WHAT TO WORK ON ▸
Restate the entries below word for word, omitting nothing.

MATERIALS PROVIDED ▸
=== Begin Enclosure ===

Issue #4250, opened 2024-09-12
Add support for CALL function without RETURN clause


royi-luo:
We have some CALL functions such as the one for [clearing cached warnings](https://github.com/kuzudb/kuzu/issues/4226) that change some state in the connection/DB without needing to return anything.

It would be nice to not need to return any value for these types of functions (similar to having a void return type).

ray6080:
Done in https://github.com/kuzudb/kuzu/pull/4390.

prrao87:
Is there any documentation for this? How is this going to look when we actually call the `CALL` statement now?

ray6080:
Let me ping @acquamarin here to add the docs for generic standalone call function. Also @royi-luo can u update the dev docs on `CALL show_warnings() RETURN *;` (e.g., http://dev-docs.kuzudb.com/import/csv/#ignoring-erroneous-rows)? The syntax should have changed to `CALL show_warnings()` now.

PR #4315, opened 2024-09-27
Allow CALL functions without RETURN clause

royi-luo:
# Description

We have some "void" CALL functions such as `clear_warnings()`, this removes the need for these functions to return any values.

To do this, we modify the grammar to break `oC_ReadingClause` into `oC_MandatoryReturnReadingClause` (for clauses like `MATCH` and `LOAD_FROM`) and `oC_OptionalReturnReadingClause` (for CALL clauses). For optional return reading clauses, the check for `RETURN` is moved to the binding phase and only throws if the `CALL` clause returns non-empty output.

Fixes https://github.com/kuzudb/kuzu/issues/4250

# Contributor agreement


scripts/antlr4/Cypher.g4
```diff
@@ -478,17 +481,33 @@ oC_UpdatingClause
...
 kU_InQueryCall
+    : kU_InQueryTableFunctionCall
+        | kU_InQueryBuiltInCall
+        ;
+
+kU_InQueryTableFunctionCall
+    : ( kU_ProjectGraph SP? )? CALL SP oC_TableFunctionCall (SP? oC_Where)? ;
+
+kU_InQueryBuiltInCall
     : ( kU_ProjectGraph SP? )? CALL SP oC_FunctionInvocation (SP? oC_Where)? ;
```
royi-luo, line 511: Is `CALL COUNT(*)` or `CALL CAST` a thing or can I remove `kU_InQueryBuiltInCall` altogether?

andyfengHKU (changes requested):
hmmmm, this is wrong way to handle `CALL clear_warning()`.

Don't compile it as a `SingleQuery` or `TableFunction`.

Compile it as as a `StandaloneCall`

royi-luo:
> hmmmm, this is wrong way to handle `CALL clear_warning()`.
> 
> Don't compile it as a `SingleQuery` or `TableFunction`.
> 
> Compile it as a `StandaloneCall`.
> 
> I suggest let @acquamarin take over or mentor.

I see, will update and let @acquamarin know when I'm done

andyfengHKU:
> > hmmmm, this is wrong way to handle `CALL clear_warning()`.
> > Don't compile it as a `SingleQuery` or `TableFunction`.
> > Compile it as a `StandaloneCall`.
> > I suggest let @acquamarin take over or mentor.
> 
> I see, will update and let @acquamarin know when I'm done

Talk to @acquamarin before u start. I don't know if he plans to take over or not.

royi-luo:
Closing as @acquamarin is taking this over.

PR #4317, opened 2024-09-29
Deprecate single shortest path path tracking

andyfengHKU:
# Description

This PR removes the special code to track path for single shortest path and reuse the infrastructure for all shortest path.
It contains a lot of changes because I need to move classes around in order for them to be sharable across single/all shortest path.

I would suggest only review `src/function/gds/single_shortest_paths.cpp`.

Some refactors are listed as follows

We now have

```
RJOutputs
SPOutputs : RJOutputs

SingleSPOutputs : SPOutputs // track destination only, destination always has cardinality 1
AllSPMultiplicitiesOutputs : SPOutputs // track destination only, destination may have cardinality >= 1
PathsOutputs : SPOutputs // track path
```

Corresponding to `XXOutputs`, we have `XXOutputWriter`. Btw the naming is inconsistent, we should either use `Output` or `Outputs`

```
RJOutputWriter

DestinationsOutputWriter : RJOutputWriter // write destinations only
AllSPDestinationsOutputWriter : DestinationsOutputWriter // write destinations but with cardinality
AllSPLengthsOutputWriter : DestinationsOutputWriter // write destinations and length
SingleSPDestinationsLengthOutputWriter : DestinationsOutputWriter // write destinations but cardinality always =1

PathsOutputWriter : PathsOutputWriter // write paths
SPPathsOutputWriter : PathsOutputWriter
VarLenPathsOutputWriter : PathsOutputWriter // two different path writer have different skipping logic. See code for details.
```

Note that I have mad naming changes to OutputWriter, specifically
- use `Destinations` to replace `Dst`
- change `OutputWriterXXX` (e.g. `OutputWriterPaths`) to `XXXOutputWriter` so that we are more consistent with `XXXOutputs`

Fixes # (issue)

# Contributor agreement


src/function/gds/single_shortest_paths.cpp
```diff
@@ -127,74 +56,52 @@ class SingleSPOutputWriterLengths : public SPOutputWriterDsts {
...
+    }
+
+    bool edgeCompute(nodeID_t boundNodeID, nodeID_t nbrNodeID, relID_t edgeID) override {
+        auto shouldUpdate = frontierPair->pathLengths->getMaskValueFromNextFrontierFixedMask(
+                                nbrNodeID.offset) == PathLengths::UNVISITED;
+        if (shouldUpdate) {
+            if (!parentListBlock->hasSpace()) {
+                parentListBlock = bfsGraph->addNewBlock();
+            }
+            bfsGraph->addParent(frontierPair->curIter.load(std::memory_order_relaxed),
```
semihsalihoglu-uw, line 91: Hmm, you are still possibly keeping track of multiple parents per node if you dont have a special addParent function for single shortest paths. So the parent writing still happens inside a while loop and does not overwrite any previously written parents. This might be OK as long as the output writing takes care of outputting only one path (but it would still be slower). That said, I don't see that happening. So it looks like the current outputwriter used for single shortest paths, when outputting paths, can output multiple paths per node because it uses exactly the same `SPPathsOutputWriter` that AllSPAlgorithm uses. Does this make sense? I'm thinking of the case when 2 threads, T1 and T2 readh shouldUpdate as true for a neighbor node u here, then then they both call bfsGraph->addParent. That will end up inserting 2 parent edges for u. We need to fix this.  

So my suggestion was to have an if/else block inside addParent for single vs all shortest paths. All shortest paths uses a while loop while single sp does not.

src/include/function/gds/output_writer.h
```diff
@@ -0,0 +1,136 @@
...
+};
+
+class SPPathsOutputWriter : public PathsOutputWriter {
+public:
+    SPPathsOutputWriter(main::ClientContext* context, RJOutputs* rjOutputs, uint16_t upperBound)
+        : PathsOutputWriter(context, rjOutputs, 1 /* lower bound */, upperBound) {}
+
+    bool skipWriting(common::nodeID_t dstNodeID) const override {
+        auto pathsOutputs = rjOutputs->ptrCast<PathsOutputs>();
+        // For all shortest path computations, we do not output any results from source to source.
```
semihsalihoglu-uw, line 123: Let's update this comment. This comment sounds like we don't output any results from s to s only for "all shortest paths" but we should not output s to s for "single shortest paths" as well. So let's be clear and say "For single or all shortest paths computations ..."

semihsalihoglu-uw (approved):
Approving but I think there is a bug in the code.

src/include/function/gds/output_writer.h
andyfengHKU: Done

src/function/gds/single_shortest_paths.cpp
andyfengHKU: Done. Though it might be good if u take another look at `tryAddSingleParent` function.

=== End Enclosure ===

OUTPUT OF THE EXERCISE ▸
Issue #4250, opened 2024-09-12
Add support for CALL function without RETURN clause


royi-luo:
We have some CALL functions such as the one for [clearing cached warnings](https://github.com/kuzudb/kuzu/issues/4226) that change some state in the connection/DB without needing to return anything.

It would be nice to not need to return any value for these types of functions (similar to having a void return type).

ray6080:
Done in https://github.com/kuzudb/kuzu/pull/4390.

prrao87:
Is there any documentation for this? How is this going to look when we actually call the `CALL` statement now?

ray6080:
Let me ping @acquamarin here to add the docs for generic standalone call function. Also @royi-luo can u update the dev docs on `CALL show_warnings() RETURN *;` (e.g., http://dev-docs.kuzudb.com/import/csv/#ignoring-erroneous-rows)? The syntax should have changed to `CALL show_warnings()` now.

PR #4315, opened 2024-09-27
Allow CALL functions without RETURN clause

royi-luo:
# Description

We have some "void" CALL functions such as `clear_warnings()`, this removes the need for these functions to return any values.

To do this, we modify the grammar to break `oC_ReadingClause` into `oC_MandatoryReturnReadingClause` (for clauses like `MATCH` and `LOAD_FROM`) and `oC_OptionalReturnReadingClause` (for CALL clauses). For optional return reading clauses, the check for `RETURN` is moved to the binding phase and only throws if the `CALL` clause returns non-empty output.

Fixes https://github.com/kuzudb/kuzu/issues/4250

# Contributor agreement


scripts/antlr4/Cypher.g4
```diff
@@ -478,17 +481,33 @@ oC_UpdatingClause
...
 kU_InQueryCall
+    : kU_InQueryTableFunctionCall
+        | kU_InQueryBuiltInCall
+        ;
+
+kU_InQueryTableFunctionCall
+    : ( kU_ProjectGraph SP? )? CALL SP oC_TableFunctionCall (SP? oC_Where)? ;
+
+kU_InQueryBuiltInCall
     : ( kU_ProjectGraph SP? )? CALL SP oC_FunctionInvocation (SP? oC_Where)? ;
```
royi-luo, line 511: Is `CALL COUNT(*)` or `CALL CAST` a thing or can I remove `kU_InQueryBuiltInCall` altogether?

andyfengHKU (changes requested):
hmmmm, this is wrong way to handle `CALL clear_warning()`.

Don't compile it as a `SingleQuery` or `TableFunction`.

Compile it as as a `StandaloneCall`

royi-luo:
> hmmmm, this is wrong way to handle `CALL clear_warning()`.
> 
> Don't compile it as a `SingleQuery` or `TableFunction`.
> 
> Compile it as a `StandaloneCall`.
> 
> I suggest let @acquamarin take over or mentor.

I see, will update and let @acquamarin know when I'm done

andyfengHKU:
> > hmmmm, this is wrong way to handle `CALL clear_warning()`.
> > Don't compile it as a `SingleQuery` or `TableFunction`.
> > Compile it as a `StandaloneCall`.
> > I suggest let @acquamarin take over or mentor.
> 
> I see, will update and let @acquamarin know when I'm done

Talk to @acquamarin before u start. I don't know if he plans to take over or not.

royi-luo:
Closing as @acquamarin is taking this over.

PR #4317, opened 2024-09-29
Deprecate single shortest path path tracking

andyfengHKU:
# Description

This PR removes the special code to track path for single shortest path and reuse the infrastructure for all shortest path.
It contains a lot of changes because I need to move classes around in order for them to be sharable across single/all shortest path.

I would suggest only review `src/function/gds/single_shortest_paths.cpp`.

Some refactors are listed as follows

We now have

```
RJOutputs
SPOutputs : RJOutputs

SingleSPOutputs : SPOutputs // track destination only, destination always has cardinality 1
AllSPMultiplicitiesOutputs : SPOutputs // track destination only, destination may have cardinality >= 1
PathsOutputs : SPOutputs // track path
```

Corresponding to `XXOutputs`, we have `XXOutputWriter`. Btw the naming is inconsistent, we should either use `Output` or `Outputs`

```
RJOutputWriter

DestinationsOutputWriter : RJOutputWriter // write destinations only
AllSPDestinationsOutputWriter : DestinationsOutputWriter // write destinations but with cardinality
AllSPLengthsOutputWriter : DestinationsOutputWriter // write destinations and length
SingleSPDestinationsLengthOutputWriter : DestinationsOutputWriter // write destinations but cardinality always =1

PathsOutputWriter : PathsOutputWriter // write paths
SPPathsOutputWriter : PathsOutputWriter
VarLenPathsOutputWriter : PathsOutputWriter // two different path writer have different skipping logic. See code for details.
```

Note that I have mad naming changes to OutputWriter, specifically
- use `Destinations` to replace `Dst`
- change `OutputWriterXXX` (e.g. `OutputWriterPaths`) to `XXXOutputWriter` so that we are more consistent with `XXXOutputs`

Fixes # (issue)

# Contributor agreement


src/function/gds/single_shortest_paths.cpp
```diff
@@ -127,74 +56,52 @@ class SingleSPOutputWriterLengths : public SPOutputWriterDsts {
...
+    }
+
+    bool edgeCompute(nodeID_t boundNodeID, nodeID_t nbrNodeID, relID_t edgeID) override {
+        auto shouldUpdate = frontierPair->pathLengths->getMaskValueFromNextFrontierFixedMask(
+                                nbrNodeID.offset) == PathLengths::UNVISITED;
+        if (shouldUpdate) {
+            if (!parentListBlock->hasSpace()) {
+                parentListBlock = bfsGraph->addNewBlock();
+            }
+            bfsGraph->addParent(frontierPair->curIter.load(std::memory_order_relaxed),
```
semihsalihoglu-uw, line 91: Hmm, you are still possibly keeping track of multiple parents per node if you dont have a special addParent function for single shortest paths. So the parent writing still happens inside a while loop and does not overwrite any previously written parents. This might be OK as long as the output writing takes care of outputting only one path (but it would still be slower). That said, I don't see that happening. So it looks like the current outputwriter used for single shortest paths, when outputting paths, can output multiple paths per node because it uses exactly the same `SPPathsOutputWriter` that AllSPAlgorithm uses. Does this make sense? I'm thinking of the case when 2 threads, T1 and T2 readh shouldUpdate as true for a neighbor node u here, then then they both call bfsGraph->addParent. That will end up inserting 2 parent edges for u. We need to fix this.  

So my suggestion was to have an if/else block inside addParent for single vs all shortest paths. All shortest paths uses a while loop while single sp does not.

src/include/function/gds/output_writer.h
```diff
@@ -0,0 +1,136 @@
...
+};
+
+class SPPathsOutputWriter : public PathsOutputWriter {
+public:
+    SPPathsOutputWriter(main::ClientContext* context, RJOutputs* rjOutputs, uint16_t upperBound)
+        : PathsOutputWriter(context, rjOutputs, 1 /* lower bound */, upperBound) {}
+
+    bool skipWriting(common::nodeID_t dstNodeID) const override {
+        auto pathsOutputs = rjOutputs->ptrCast<PathsOutputs>();
+        // For all shortest path computations, we do not output any results from source to source.
```
semihsalihoglu-uw, line 123: Let's update this comment. This comment sounds like we don't output any results from s to s only for "all shortest paths" but we should not output s to s for "single shortest paths" as well. So let's be clear and say "For single or all shortest paths computations ..."

semihsalihoglu-uw (approved):
Approving but I think there is a bug in the code.

src/include/function/gds/output_writer.h
andyfengHKU: Done

src/function/gds/single_shortest_paths.cpp
andyfengHKU: Done. Though it might be good if u take another look at `tryAddSingleParent` function.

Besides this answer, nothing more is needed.